INPUT -
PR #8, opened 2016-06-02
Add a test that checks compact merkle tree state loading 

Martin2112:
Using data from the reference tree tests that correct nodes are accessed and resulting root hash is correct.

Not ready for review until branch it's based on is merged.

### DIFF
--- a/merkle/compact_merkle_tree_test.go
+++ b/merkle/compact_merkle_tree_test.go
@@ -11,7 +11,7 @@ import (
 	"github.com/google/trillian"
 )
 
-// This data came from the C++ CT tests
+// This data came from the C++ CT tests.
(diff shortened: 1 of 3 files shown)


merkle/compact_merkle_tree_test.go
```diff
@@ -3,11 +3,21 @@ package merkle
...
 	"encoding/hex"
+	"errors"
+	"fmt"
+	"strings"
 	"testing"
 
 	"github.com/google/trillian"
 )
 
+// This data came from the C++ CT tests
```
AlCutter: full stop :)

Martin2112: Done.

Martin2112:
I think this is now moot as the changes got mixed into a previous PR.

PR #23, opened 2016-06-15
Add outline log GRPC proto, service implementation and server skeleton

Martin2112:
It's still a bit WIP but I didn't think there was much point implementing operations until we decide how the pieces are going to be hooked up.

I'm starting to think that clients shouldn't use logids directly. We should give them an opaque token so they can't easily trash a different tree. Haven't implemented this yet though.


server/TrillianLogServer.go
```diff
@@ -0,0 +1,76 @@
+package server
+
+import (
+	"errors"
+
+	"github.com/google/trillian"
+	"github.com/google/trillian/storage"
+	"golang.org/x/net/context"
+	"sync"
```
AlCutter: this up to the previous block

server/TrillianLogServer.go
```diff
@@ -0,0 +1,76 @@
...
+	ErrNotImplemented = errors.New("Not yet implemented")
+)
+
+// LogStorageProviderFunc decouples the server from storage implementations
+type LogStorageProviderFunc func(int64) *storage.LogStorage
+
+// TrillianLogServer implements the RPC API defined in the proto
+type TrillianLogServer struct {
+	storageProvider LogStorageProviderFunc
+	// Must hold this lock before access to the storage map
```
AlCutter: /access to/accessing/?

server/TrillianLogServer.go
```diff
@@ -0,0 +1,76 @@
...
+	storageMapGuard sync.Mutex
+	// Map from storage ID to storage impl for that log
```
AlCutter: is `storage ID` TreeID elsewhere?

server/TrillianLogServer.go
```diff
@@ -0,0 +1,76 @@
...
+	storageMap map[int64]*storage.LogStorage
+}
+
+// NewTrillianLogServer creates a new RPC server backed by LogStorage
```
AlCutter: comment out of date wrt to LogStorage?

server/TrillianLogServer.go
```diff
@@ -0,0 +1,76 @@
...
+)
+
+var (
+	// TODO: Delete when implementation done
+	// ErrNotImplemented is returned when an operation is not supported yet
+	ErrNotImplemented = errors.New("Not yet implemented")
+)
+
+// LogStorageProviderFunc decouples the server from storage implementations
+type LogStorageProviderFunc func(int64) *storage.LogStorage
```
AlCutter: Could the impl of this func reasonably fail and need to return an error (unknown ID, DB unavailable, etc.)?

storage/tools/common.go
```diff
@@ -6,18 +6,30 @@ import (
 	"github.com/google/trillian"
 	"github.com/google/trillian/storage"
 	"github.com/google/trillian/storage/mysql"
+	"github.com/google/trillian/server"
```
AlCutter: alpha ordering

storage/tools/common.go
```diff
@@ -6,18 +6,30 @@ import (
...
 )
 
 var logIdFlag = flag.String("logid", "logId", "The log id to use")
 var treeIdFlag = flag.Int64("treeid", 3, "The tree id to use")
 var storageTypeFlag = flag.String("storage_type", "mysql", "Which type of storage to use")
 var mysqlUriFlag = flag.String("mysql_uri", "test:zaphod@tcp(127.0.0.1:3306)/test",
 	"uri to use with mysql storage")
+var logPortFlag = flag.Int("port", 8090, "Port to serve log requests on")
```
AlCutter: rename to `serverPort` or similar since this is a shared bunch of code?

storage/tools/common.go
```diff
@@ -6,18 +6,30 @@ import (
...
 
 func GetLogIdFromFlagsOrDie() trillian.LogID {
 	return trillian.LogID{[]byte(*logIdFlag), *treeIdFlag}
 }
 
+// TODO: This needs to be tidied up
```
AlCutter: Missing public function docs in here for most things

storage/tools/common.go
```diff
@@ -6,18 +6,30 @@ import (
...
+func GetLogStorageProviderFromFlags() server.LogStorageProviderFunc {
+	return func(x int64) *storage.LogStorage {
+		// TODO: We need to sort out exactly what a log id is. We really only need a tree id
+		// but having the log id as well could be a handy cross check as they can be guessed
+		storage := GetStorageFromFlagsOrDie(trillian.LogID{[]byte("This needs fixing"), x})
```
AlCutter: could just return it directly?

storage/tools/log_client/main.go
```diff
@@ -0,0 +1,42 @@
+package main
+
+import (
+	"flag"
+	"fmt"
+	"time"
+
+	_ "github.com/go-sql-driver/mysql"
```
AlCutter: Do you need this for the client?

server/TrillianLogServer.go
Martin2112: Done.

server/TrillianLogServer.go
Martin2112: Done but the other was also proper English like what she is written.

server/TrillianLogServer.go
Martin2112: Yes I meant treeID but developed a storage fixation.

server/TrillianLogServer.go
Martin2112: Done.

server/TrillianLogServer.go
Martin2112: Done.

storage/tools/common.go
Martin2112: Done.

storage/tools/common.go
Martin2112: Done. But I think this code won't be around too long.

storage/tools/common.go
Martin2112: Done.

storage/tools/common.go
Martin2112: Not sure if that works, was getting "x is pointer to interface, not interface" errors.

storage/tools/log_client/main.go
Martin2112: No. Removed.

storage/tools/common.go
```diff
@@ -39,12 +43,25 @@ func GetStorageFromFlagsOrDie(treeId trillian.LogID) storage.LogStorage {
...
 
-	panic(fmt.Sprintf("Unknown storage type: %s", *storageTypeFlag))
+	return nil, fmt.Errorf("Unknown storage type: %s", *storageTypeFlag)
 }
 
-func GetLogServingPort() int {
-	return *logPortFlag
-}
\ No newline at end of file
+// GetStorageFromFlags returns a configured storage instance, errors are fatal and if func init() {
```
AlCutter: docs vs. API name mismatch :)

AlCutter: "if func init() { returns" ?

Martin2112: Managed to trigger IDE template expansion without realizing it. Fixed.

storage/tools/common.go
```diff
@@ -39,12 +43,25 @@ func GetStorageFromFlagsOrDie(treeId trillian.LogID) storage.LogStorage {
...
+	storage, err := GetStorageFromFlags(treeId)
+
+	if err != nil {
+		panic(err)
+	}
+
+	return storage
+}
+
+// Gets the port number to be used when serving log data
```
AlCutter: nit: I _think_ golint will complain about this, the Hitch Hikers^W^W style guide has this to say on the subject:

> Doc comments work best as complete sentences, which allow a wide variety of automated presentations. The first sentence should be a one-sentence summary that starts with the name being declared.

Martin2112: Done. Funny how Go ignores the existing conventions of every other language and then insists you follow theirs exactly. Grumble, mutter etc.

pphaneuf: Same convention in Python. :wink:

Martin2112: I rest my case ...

TASK OBJECTIVE -
Quote the data in full, keeping each word unchanged.

ANSWER SECTION -
PR #8, opened 2016-06-02
Add a test that checks compact merkle tree state loading 

Martin2112:
Using data from the reference tree tests that correct nodes are accessed and resulting root hash is correct.

Not ready for review until branch it's based on is merged.

### DIFF
--- a/merkle/compact_merkle_tree_test.go
+++ b/merkle/compact_merkle_tree_test.go
@@ -11,7 +11,7 @@ import (
 	"github.com/google/trillian"
 )
 
-// This data came from the C++ CT tests
+// This data came from the C++ CT tests.
(diff shortened: 1 of 3 files shown)


merkle/compact_merkle_tree_test.go
```diff
@@ -3,11 +3,21 @@ package merkle
...
 	"encoding/hex"
+	"errors"
+	"fmt"
+	"strings"
 	"testing"
 
 	"github.com/google/trillian"
 )
 
+// This data came from the C++ CT tests
```
AlCutter: full stop :)

Martin2112: Done.

Martin2112:
I think this is now moot as the changes got mixed into a previous PR.

PR #23, opened 2016-06-15
Add outline log GRPC proto, service implementation and server skeleton

Martin2112:
It's still a bit WIP but I didn't think there was much point implementing operations until we decide how the pieces are going to be hooked up.

I'm starting to think that clients shouldn't use logids directly. We should give them an opaque token so they can't easily trash a different tree. Haven't implemented this yet though.


server/TrillianLogServer.go
```diff
@@ -0,0 +1,76 @@
+package server
+
+import (
+	"errors"
+
+	"github.com/google/trillian"
+	"github.com/google/trillian/storage"
+	"golang.org/x/net/context"
+	"sync"
```
AlCutter: this up to the previous block

server/TrillianLogServer.go
```diff
@@ -0,0 +1,76 @@
...
+	ErrNotImplemented = errors.New("Not yet implemented")
+)
+
+// LogStorageProviderFunc decouples the server from storage implementations
+type LogStorageProviderFunc func(int64) *storage.LogStorage
+
+// TrillianLogServer implements the RPC API defined in the proto
+type TrillianLogServer struct {
+	storageProvider LogStorageProviderFunc
+	// Must hold this lock before access to the storage map
```
AlCutter: /access to/accessing/?

server/TrillianLogServer.go
```diff
@@ -0,0 +1,76 @@
...
+	storageMapGuard sync.Mutex
+	// Map from storage ID to storage impl for that log
```
AlCutter: is `storage ID` TreeID elsewhere?

server/TrillianLogServer.go
```diff
@@ -0,0 +1,76 @@
...
+	storageMap map[int64]*storage.LogStorage
+}
+
+// NewTrillianLogServer creates a new RPC server backed by LogStorage
```
AlCutter: comment out of date wrt to LogStorage?

server/TrillianLogServer.go
```diff
@@ -0,0 +1,76 @@
...
+)
+
+var (
+	// TODO: Delete when implementation done
+	// ErrNotImplemented is returned when an operation is not supported yet
+	ErrNotImplemented = errors.New("Not yet implemented")
+)
+
+// LogStorageProviderFunc decouples the server from storage implementations
+type LogStorageProviderFunc func(int64) *storage.LogStorage
```
AlCutter: Could the impl of this func reasonably fail and need to return an error (unknown ID, DB unavailable, etc.)?

storage/tools/common.go
```diff
@@ -6,18 +6,30 @@ import (
 	"github.com/google/trillian"
 	"github.com/google/trillian/storage"
 	"github.com/google/trillian/storage/mysql"
+	"github.com/google/trillian/server"
```
AlCutter: alpha ordering

storage/tools/common.go
```diff
@@ -6,18 +6,30 @@ import (
...
 )
 
 var logIdFlag = flag.String("logid", "logId", "The log id to use")
 var treeIdFlag = flag.Int64("treeid", 3, "The tree id to use")
 var storageTypeFlag = flag.String("storage_type", "mysql", "Which type of storage to use")
 var mysqlUriFlag = flag.String("mysql_uri", "test:zaphod@tcp(127.0.0.1:3306)/test",
 	"uri to use with mysql storage")
+var logPortFlag = flag.Int("port", 8090, "Port to serve log requests on")
```
AlCutter: rename to `serverPort` or similar since this is a shared bunch of code?

storage/tools/common.go
```diff
@@ -6,18 +6,30 @@ import (
...
 
 func GetLogIdFromFlagsOrDie() trillian.LogID {
 	return trillian.LogID{[]byte(*logIdFlag), *treeIdFlag}
 }
 
+// TODO: This needs to be tidied up
```
AlCutter: Missing public function docs in here for most things

storage/tools/common.go
```diff
@@ -6,18 +6,30 @@ import (
...
+func GetLogStorageProviderFromFlags() server.LogStorageProviderFunc {
+	return func(x int64) *storage.LogStorage {
+		// TODO: We need to sort out exactly what a log id is. We really only need a tree id
+		// but having the log id as well could be a handy cross check as they can be guessed
+		storage := GetStorageFromFlagsOrDie(trillian.LogID{[]byte("This needs fixing"), x})
```
AlCutter: could just return it directly?

storage/tools/log_client/main.go
```diff
@@ -0,0 +1,42 @@
+package main
+
+import (
+	"flag"
+	"fmt"
+	"time"
+
+	_ "github.com/go-sql-driver/mysql"
```
AlCutter: Do you need this for the client?

server/TrillianLogServer.go
Martin2112: Done.

server/TrillianLogServer.go
Martin2112: Done but the other was also proper English like what she is written.

server/TrillianLogServer.go
Martin2112: Yes I meant treeID but developed a storage fixation.

server/TrillianLogServer.go
Martin2112: Done.

server/TrillianLogServer.go
Martin2112: Done.

storage/tools/common.go
Martin2112: Done.

storage/tools/common.go
Martin2112: Done. But I think this code won't be around too long.

storage/tools/common.go
Martin2112: Done.

storage/tools/common.go
Martin2112: Not sure if that works, was getting "x is pointer to interface, not interface" errors.

storage/tools/log_client/main.go
Martin2112: No. Removed.

storage/tools/common.go
```diff
@@ -39,12 +43,25 @@ func GetStorageFromFlagsOrDie(treeId trillian.LogID) storage.LogStorage {
...
 
-	panic(fmt.Sprintf("Unknown storage type: %s", *storageTypeFlag))
+	return nil, fmt.Errorf("Unknown storage type: %s", *storageTypeFlag)
 }
 
-func GetLogServingPort() int {
-	return *logPortFlag
-}
\ No newline at end of file
+// GetStorageFromFlags returns a configured storage instance, errors are fatal and if func init() {
```
AlCutter: docs vs. API name mismatch :)

AlCutter: "if func init() { returns" ?

Martin2112: Managed to trigger IDE template expansion without realizing it. Fixed.

storage/tools/common.go
```diff
@@ -39,12 +43,25 @@ func GetStorageFromFlagsOrDie(treeId trillian.LogID) storage.LogStorage {
...
+	storage, err := GetStorageFromFlags(treeId)
+
+	if err != nil {
+		panic(err)
+	}
+
+	return storage
+}
+
+// Gets the port number to be used when serving log data
```
AlCutter: nit: I _think_ golint will complain about this, the Hitch Hikers^W^W style guide has this to say on the subject:

> Doc comments work best as complete sentences, which allow a wide variety of automated presentations. The first sentence should be a one-sentence summary that starts with the name being declared.

Martin2112: Done. Funny how Go ignores the existing conventions of every other language and then insists you follow theirs exactly. Grumble, mutter etc.

pphaneuf: Same convention in Python. :wink:

Martin2112: I rest my case ...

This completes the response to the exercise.